_GIVEN RECORDS_
____

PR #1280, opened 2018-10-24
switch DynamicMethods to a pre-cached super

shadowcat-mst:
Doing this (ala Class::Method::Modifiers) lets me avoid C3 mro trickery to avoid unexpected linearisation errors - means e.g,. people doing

____

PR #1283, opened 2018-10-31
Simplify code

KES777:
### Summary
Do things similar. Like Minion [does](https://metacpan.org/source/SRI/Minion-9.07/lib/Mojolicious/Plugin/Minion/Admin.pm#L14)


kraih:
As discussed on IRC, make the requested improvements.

____

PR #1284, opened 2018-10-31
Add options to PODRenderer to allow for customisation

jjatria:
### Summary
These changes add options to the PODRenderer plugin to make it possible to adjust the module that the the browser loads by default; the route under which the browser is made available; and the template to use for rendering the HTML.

____

_WORK REQUEST_
In the entries above, the lines from the one bearing "PR #1280, opened 2018-10-24" up to and including the one bearing "Doing this (ala" should be transcribed exactly; no other line is wanted.

_WRITTEN ANSWER_
PR #1280, opened 2018-10-24
switch DynamicMethods to a pre-cached super

shadowcat-mst:
Doing this (ala Class::Method::Modifiers) lets me avoid C3 mro trickery to avoid unexpected linearisation errors - means e.g,. people doing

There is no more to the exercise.